Need a good IMU

Hi guys,

I am working on a buoy project and need to measure vertical displacement. I need a faitly accurate IMU for this because even small inaccuracies can lead to huge drift when integrating acceleration. Budget for IMU is less than 200 USD. Are there any good IMUs you would reccomend?

Consumer grade IMUs are not accurate enough to allow use of double integration to measure displacement.

The main problem is subtraction of the acceleration due to gravity (vector), as explained in this note: https://web.archive.org/web/20180112063505/http://www.chrobotics.com/library/accel-position-velocity

Not even if I increase the budget to 3-400$? How about adding filtering techniques to a consumer grade IMU, would that work?

I'm not the right person to answer this, but maybe it would help to hear a bit more about your project. What is the displacement measurement used for?

If so, it would have been done years ago, and you could buy such devices cheaply on Amazon.

Remember analysis, there is always a "+ c" term when integrating. So no matter how much money you throw into the project, it will drift.

Its for a buoy project, so the vertical displacement will be used to measure ocean wave heights.

It will drift, but there are ways to correct the drift such as for instance sensor fusion with a GNSS system.

I don't have the papers anymore, I need to dig for them, but I have read several papers where people have demonstrated that it can be done.

I don't have any experience in the area, but if you don't need any fixed reference, would it be enough to measure vertical displacement relative to a running mean?

The buoy is not going to be moored, it's free-floating, so there isn't a consistent, fixed reference point to measure against. I would measure the displacement relative to a running mean. But the only way I know of is using the IMU's vertical acceleration and performing double integration over time to obtain the displacement, and comparing the buoy's position, derived from the double integration, to a running mean. That is why I need a fairly accurate IMU. The IMU will eventually drift as suggested by the other users. But there are ways of correcting the drift. I just haven't gotten that far yet.

I'm probably misunderstanding the issues involved, but if your readings drift, and your mean drifts along with them, is there an issue?

Do that and post the links. Why have you not simply built or used the apparatus they described?

Please explain your project in more detail, with realistic goals, distances and times to be measured, and perhaps someone can help.

There is an issue because you need the absolute vertical displacement to determine the wave heights. If both the IMU readings and the running mean drift significantly from the true vertical displacement of the buoy, then the wave height measurements will be inaccurate.

It's been a while since I read the papers. I had to take some time off for personal reasons.

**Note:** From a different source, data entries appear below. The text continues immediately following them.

PR #2246, opened 2018-06-22
Small error in open_zarr docs

maxim-lian:
I tried setting this up on GCS as an experiment, and found there's no `mode` kwarg to `open_zarr`. I'm not sure whether there are broader issues but thought I'd put this in regardless

(also - if anyone has any experience in deploying xarray over https://github.com/dask/dask-kubernetes and GCS, I'd be interested in your experience. We're currently working with either a) BigQuery for big data or b) in-memory xarray for small data, and I was interested whether there's a way of retaining the xarray model for bigger data without too much overhead)

### DIFF
--- a/doc/io.rst
+++ b/doc/io.rst
@@ -603,7 +603,7 @@ pass to xarray::
     # write to the bucket
     ds.to_zarr(store=gcsmap)
     # read it back
-    ds_gcs = xr.open_zarr(gcsmap, mode='r')
+    ds_gcs = xr.open_zarr(gcsmap)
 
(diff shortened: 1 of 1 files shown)


shoyer:
Thanks!

I'm pretty sure pangeo does most of their dask deployments on GCS: http://pangeo-data.org/setup_guides/cloud.html

maxim-lian:
Great, thanks for the pointer!

jhamman:
@maxim-lian - we'd love to hear about your use case on the pangeo issue tracker: https://github.com/pangeo-data/pangeo/issues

The project is to create a small low-cost wave buoy that can be used to determine wave heights. Traditionally, wave buoys are very large, heavy and expensive. They are difficult to deploy and take up too much space. I want to create something similar to this, without costing a fortune. Spotter Buoy by Sofar

The goal is to eventually have an open-source low-cost buoy that is cheap enough to be deployed whenever and wherever. The buoys will estimate wave heights, take measurements and upload everything to a website. More sensors will be added eventually, like c02, pH, temperature etc for water quality. But that part is easy. The difficult part is to get accurate wave estimations without spending 2k on an IMU. Its difficult but it definitely can be done.

I will do some more research and post the links I find.

You talked about IMU, not IMU + GPS.

Anyway, where's the problem?

You could use Pressure Sensor or a TOF distance sensor to measure vertical distance.
The offset would be only few millimetres

Yes, because I am asking advice on which IMU to get. Theres no problem yet, there will be in the future though, but I need to start somewhere. I currently only have the GY-86 which is not good enough.

I know members here have tons of expertise and invaluable experience and probably played around with different IMUs. I want to know what's the best IMU I can get for around 200 USD.

you could just get an ardupilot flightcontroller, it comes with everything you might want .. plus logging etc.

What can you get for $200?

The ones suitable for dead reckoning (double integration) start in the range $5000-$10000, last time I checked.